Recensione La capitale di Robert Menasse

Robert Menasse
La capitale
Traduzione di Marina Pagliano e Valentina Tortelli
Sellerio Editore
445 pagine

Strepitoso ritratto della burocrazia europea, leggero per ironia, amaro per ciò che se ne può trarre. La capitale, che dà il titolo al romanzo, è Bruxelles, sede del potere europeo, un posto in mezzo a una moltitudine di mondi, i vari paesi della UE, con i loro funzionari (non eletti) che nel groviglio di cariche e incarichi, commissioni e sedi di lavoro, compongono un puzzle che si rivelerà mostruoso. Spina dorsale, la gerarchia. Motore, la feroce determinazione a salire qualche gradino più in alto dei colleghi. Gli eurocrati provengono dalle università più prestigiose: uomini super snelli, abiti poco appariscenti, asceti sotto ogni punto di vista: capaci di negoziare per ore e ore e nottate intere.
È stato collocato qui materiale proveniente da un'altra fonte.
PR #8765, opened 2020-01-22
FIX: Notify staged users about private categories

mintsaxon:
Group membership and `CategoryUser` notification level should be
respected to determine whether to notify staged users about activity in
private categories, instead of only ever generating notifications for staged
users' own topics (which has been the behaviour since
0c4ac2a)

### DIFF
--- a/lib/guardian/topic_guardian.rb
+++ b/lib/guardian/topic_guardian.rb
@@ -154,7 +154,7 @@ module TopicGuardian
 
     category = topic.category
     can_see_category?(category) &&
-      (!category.read_restricted || !is_staged? || topic.user == user)
+      (!category.read_restricted || !is_staged? || secure_category_ids.include?(category.id) || topic.user == user)
   end
 
   def can_get_access_to_topic?(topic)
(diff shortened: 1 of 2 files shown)


mintsaxon:
I left the behaviour of categories with `email_in_allow_strangers = true`alone, because I'm not clear whether it needs to change.

Based on [this discussion](https://meta.discourse.org/t/no-category-notifications-for-staged-users-in-private-catgeory/139230/3)

mintsaxon:
Also, I wasn't 100% sure about correct test naming or location, very happy to take any suggestions on that.

eviltrout:
@romanrizzi I'll defer to you because you made the previous fix and have a better idea of what's going on under the hood. Whatever you think is best!

mintsaxon:
@romanrizzi thanks for having a look!

> I recommend checking for `user.secure_category_ids.include?(category.id)` instead.

It seemed iffy to me to duplicate that check from `can_see_category?`, for some reason, but you're right that it makes perfect sense :) Updating the PR now.

romanrizzi:
I just tried this on "try" and it's working as expected. Thanks for fixing!

PR #8770, opened 2020-01-22
FEATURE: Replace existing badge owners when using the bulk award feature

romanrizzi:


app/services/badge_granter.rb
```diff
@@ -104,6 +104,27 @@ def self.revoke(user_badge, options = {})
     end
   end
 
+  def self.revoke_all(badge)
+    custom_badge_name = TranslationOverride.where(translation_key: badge.translation_key).pluck(:value)
+    custom_badge_name = custom_badge_name.reduce("") { |m, v| m += "'#{v}'," }.delete_suffix(',')
```
eviltrout: Won't this fail if there's a single quote in the translation? We should probably re-write this query to use active record and sanitization.

config/locales/client.en.yml
```diff
@@ -4502,6 +4502,7 @@ en:
           upload_csv: Upload a CSV with user emails
           aborted: Please upload a CSV containing user emails
           success: Your CSV was received and users will receive their badge shortly.
+          replace_owners: Replace existing badge owners
```
```suggestion
          replace_owners: Remove the badge from previous owners
```

PR #8772, opened 2020-01-23
FEATURE: Improving bookmarks part 2 -- Lists and Topics

martin-brennan:
This PR makes quite a few changes, but it can be safely merged because all the changes are gated between the `enable_bookmarks_with_reminders` setting. If it is off none of this new stuff will happen.

The aim of this PR is to get the new bookmarks feature in a state where we can turn the setting on and it just works as a replacement for the old bookmarks, and then we can test in dev and meta. Then it's just a matter of adding the background reminder functionality.

### Testing

* Enable `SiteSetting.enable_bookmarks_with_reminders`.
* Test topic-level bookmarking and interaction with post bookmarks & clearing all bookmarks for topic.
* Go to user Activity tab and click Bookmarks, make sure it goes to the new list.
* Test deleting bookmarks from the new list and that clicking the link opens the correct post. Also check the name of the bookmark (if given) shows here.

### Main Changes

* Added a rake task to sync the old PostAction bookmarks to the new Bookmark table, which can be run as many times as we want for a site (it will not create duplicates).
* Changed the bookmarks topic filter at /bookmarks to load new bookmark records. This involved changing several topic serializers. This will show multiple records per topic because each bookmarked post can have its own reminder settings and name. Bookmarks can be deleted from here from the context menu. The icon changes based on whether the bookmark has a reminder attached. I had to make my own bookmark-topic-list-item.hbs template here to do the customization I needed; if there is a better way I am all ears.
* Disabled selecting the "reminder type" for bookmarks in the UI because the backend functionality is not done yet (of sending users notifications etc.)
* Hook up topic-level bookmarking to work with the new Bookmark table.

image

### Not Addressed

I will do the following in another PR:

* I have not yet changed the reports for bookmarks at /admin/reports/bookmarks.
* I have not made the topic-level bookmarks button trigger the new reminder modal.


app/assets/javascripts/discourse/components/bookmark-actions-dropdown.js.es6
```diff
@@ -0,0 +1,30 @@
+import DropdownSelectBoxComponent from "select-kit/components/dropdown-select-box";
+
+export default DropdownSelectBoxComponent.extend({
+  classNames: ["bookmark-actions-dropdown"],
+  headerIcon: null,
+  title: "...",
+  allowInitialValueMutation: false,
```
jjaffeux:
```suggestion
```

app/assets/javascripts/discourse/components/bookmark-topic-list-item.es6
```diff
@@ -0,0 +1,16 @@
+import TopicListItem from "discourse/components/topic-list-item";
+import Bookmark from "discourse/models/bookmark";
+import discourseComputed from "discourse-common/utils/decorators";
+
+export default TopicListItem.extend({
+  @discourseComputed("topic.bookmarked_post_numbers")
```
jjaffeux: can probably rewrite all of this with:

```
bookmakedPostNumber: readOnly("topic.bookmarked_post_numbers.firstObject")
```

app/assets/javascripts/discourse/components/bookmark-topic-list-item.es6
```diff
@@ -0,0 +1,16 @@
...
+  bookmakedPostNumber(bookmarked_post_numbers) {
+    return bookmarked_post_numbers[0];
+  },
+  actions: {
+    removeBookmark(id) {
+      let bookmark = new Bookmark({ id: id });
```
jjaffeux:
```suggestion
      let bookmark = new Bookmark({ id });
```

ZogStriP:
Can you ping me once it's good for review?

martin-brennan:
@ZogStriP yes for sure, Joffrey is going to review as well.

app/assets/javascripts/discourse/components/bookmark-actions-dropdown.js.es6
```diff
@@ -0,0 +1,31 @@
+import DropdownSelectBoxComponent from "select-kit/components/dropdown-select-box";
+
+export default DropdownSelectBoxComponent.extend({
+  classNames: ["bookmark-actions-dropdown"],
+  headerIcon: null,
+  title: "...",
+  showFullTitle: true,
+
```
jjaffeux: should now be:

```
selectKitOptions: {
  icon: null,
  translatedNone: "...",
  showFullTitle: true
}
```

app/assets/javascripts/discourse/components/bookmark-actions-dropdown.js.es6
```diff
@@ -0,0 +1,31 @@
+import DropdownSelectBoxComponent from "select-kit/components/dropdown-select-box";
+
+export default DropdownSelectBoxComponent.extend({
+  classNames: ["bookmark-actions-dropdown"],
```
jjaffeux: need a pluginApiIdentifier:

```
pluginApiIdentifiers: ["bookmark-actions-dropdown"]
```

app/assets/javascripts/discourse/components/bookmark-actions-dropdown.js.es6
```diff
@@ -0,0 +1,31 @@
...
+  headerIcon: null,
+  title: "...",
+  showFullTitle: true,
+
+  computeContent() {
```
jjaffeux: should be now be:

```
content: computed(function() { ...
```

app/assets/javascripts/discourse/components/bookmark-actions-dropdown.js.es6
```diff
@@ -0,0 +1,31 @@
...
+        name: I18n.t("post.bookmarks.actions.delete_bookmark.name"),
+        description: I18n.t(
+          "post.bookmarks.actions.delete_bookmark.description"
+        )
+      }
+    ];
+  },
+
+  actions: {
+    onSelect(id) {
```
jjaffeux:
```suggestion
    onChange(id) {
```

app/assets/javascripts/discourse/models/bookmark.js.es6
```diff
@@ -0,0 +1,24 @@
+import discourseComputed from "discourse-common/utils/decorators";
+import { none } from "@ember/object/computed";
+import { ajax } from "discourse/lib/ajax";
+import { Promise } from "rsvp";
+import RestModel from "discourse/models/rest";
+
+const Bookmark = RestModel.extend({
+  newBookmark: none("id"),
+
+  @discourseComputed
```
jjaffeux: I would prefer computed here, discourseComputed should only be used when you have params, as its main advantage is to provide computed properties as params.

app/assets/javascripts/discourse/models/post.js.es6
```diff
@@ -353,14 +353,18 @@ const Post = RestModel.extend({
           this.appEvents.trigger("post-stream:refresh", { id: this.id });
         },
         afterSave: reminderAtISO => {
+          this.set("topic.bookmarked", true);
```
jjaffeux: group both line in setProperties

app/assets/javascripts/discourse/models/topic.js.es6
```diff
@@ -106,8 +106,8 @@ const Topic = RestModel.extend({
     return users;
   },
 
-  @discourseComputed("fancy_title")
-  fancyTitle(title) {
+  @discourseComputed("fancy_title", "bookmark_name")
+  fancyTitle(title, bookmark_name) {
```
jjaffeux: should be bookmarkName in js

app/assets/javascripts/discourse/models/topic.js.es6
```diff
@@ -117,6 +117,7 @@ const Topic = RestModel.extend({
       const titleDir = isRTL(title) ? "rtl" : "ltr";
       return `<span dir="${titleDir}">${fancyTitle}</span>`;
     }
+    fancyTitle = fancyTitle + (bookmark_name ? " (" + bookmark_name + ")" : "");
```
jjaffeux: not very readable, might need intermediate variable

app/assets/javascripts/discourse/models/topic.js.es6
```diff
@@ -411,6 +415,13 @@ const Topic = RestModel.extend({
                 post.set("bookmarked", false);
                 updated.push(post.get("id"));
               }
+              if (
+                this.siteSettings.enable_bookmarks_with_reminders &&
+                post.get("bookmarked_with_reminder")
+              ) {
+                post.set("bookmarked_with_reminder", false);
+                updated.push(post.get("id"));
```
jjaffeux:
```suggestion
                updated.push(post.id);
```

jjaffeux:
I feel like the debug preload data thing and store map additions should be in separate PRs

jjaffeux:
Also we would need tests for this store map id and and at least one acceptance test for bookmarks

app/assets/javascripts/discourse/components/topic-list.js.es6
```diff
@@ -31,6 +33,22 @@ export default Component.extend(LoadMore, {
...
+  showBookmarkListItem() {
+    return (
+      this.get("router.currentRoute.name") === "discovery.bookmarks" &&
+      this.siteSettings.enable_bookmarks_with_reminders
+    );
+  },
+
+  @discourseComputed("showBookmarkListItem")
+  listItemComponentName(showBookmarkListItem) {
+    if (showBookmarkListItem) {
```
ZogStriP: This could be a one-liner

```js
return showBookmarkListItem ? "bookmark-topic-list-item" : "topic-list-item";
```

app/assets/javascripts/discourse/models/topic.js.es6
ZogStriP: How about this?

```js
if (bookmark_name) fancyTitle += ` (${bookmark_name})`;
```

app/serializers/listable_topic_serializer.rb
```diff
@@ -45,7 +45,11 @@ def liked
   end
 
   def bookmarked
-    object.user_data && object.user_data.bookmarked
+    if SiteSetting.enable_bookmarks_with_reminders?
+      object.bookmark_ids.any?
+    else
+      object.user_data && object.user_data.bookmarked
```
ZogStriP:
```suggestion
      object.user_data&.bookmarked
```

lib/guardian/bookmark_guardian.rb
```diff
@@ -0,0 +1,7 @@
+# frozen_string_literal: true
+
+module BookmarkGuardian
+  def can_delete_bookmark?(bookmark)
```
ZogStriP: Do we want staff/admins to be able to delete another user's bookmarks?

martin-brennan:
Thanks @jjaffeux and @ZogStriP I'll address these today, and put the store & debug preload data thing in separate PRs.

lib/guardian/bookmark_guardian.rb
martin-brennan: Hmm good question...now that the Bookmarks link takes you to /bookmarks, which only shows your own bookmarks, I don't think there is a situation in which the admin could even _see_ the user's bookmarks. I wouldn't think it would be necessary for admin to mess with them?

app/assets/javascripts/discourse/models/topic-list.js.es6
```diff
@@ -174,6 +174,14 @@ TopicList.reopenClass({
         t.participants.forEach(p => (p.user = users[p.user_id]));
       }
 
+      // the same topic can show multiple times in the bookmark
+      // list because each post bookmark can have a different
+      // name + reminder setting, so we use the bookmark_id to make
+      // the topic more unique
+      if (result.filter === "bookmarks" && result.siteSettings.enable_bookmarks_with_reminders) {
```
martin-brennan: Paging @eviltrout, this is what I came up with in place of changing store, do you think this is a better place for this?

eviltrout: I don't think this will work either, unfortunately. This code seems to be replacing the topic id with the bookmark id. It's still using the same identity map, so now another piece of code that uses the same id as the bookmark id is getting back something strange.

I think a better solution here would be to make a new route to list these bookmarks that doesn't use topic list. It would return a list of bookmarks, with each bookmark having a topic id that side loads to a topic object.

martin-brennan:
Closing this PR to go with the new approach of replacing the user activity bookmarks route instead of messing with TopicList and TopicQuery per discussions with Sam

Non sembrano aver bisogno di mangiare e di dormire, se la cavano con poche parole e qualche gesto… si accontentano del metabolismo all’interno del potere.

Robert Menasse, 64 anni, scrittore austriaco di lungo corso che da anni si occupa della questione europea, mette al centro di questo suo lavoro (Deutscher Buchpreis lo scorso anno) ciò che oggi scuote l’UE, costretta nel braccio di ferro tra la necessità di un rafforzamento degli organismi transnazionali, e ciò che vi si oppone. A opporsi, le politiche nazionaliste che riguardano tutti gli stati membri, occultate quanto ai paesi guida (anche se a volte plateali, come l’intervento militare dei francesi in Libia per contendere gli interessi italiani in campo petrolifero), più grezze quelle agitate da certi populismi.

Tramite i mass media il quadro politico di fondo è più o meno a conoscenza di tutti. Di diverso, qui, la capacità di penetrare nelle sue pieghe costruendo un universo polifonico di tremenda vivezza e autenticità. Cosa alla portata della narrativa più che della scrittura saggistica (nella quale l’autore si è comunque cimentato con importanti risultati). Un conto è delineare un problema sociopolitico, un altro mettere in scena una ventina di personaggi con il loro corredo di umanità, aspirazioni, frustrazioni, destini, che si muovono nel gioco perverso del potere: chi dal suo piano inclinato impegnato per non scomparire, chi armeggia per restare a galla, rari i vincitori. E chi ce la fa ottiene la vittoria a caro prezzo: vendendosi. Così un’ambiziosa funzionaria greco-cipriota che alla fine si ritrova a un bivio: scegliere se abbandonare o meno la parte migliore di sé, di quando ragazza credeva in un’identità libera, lontana dalle pressioni di ogni bandiera nazionale.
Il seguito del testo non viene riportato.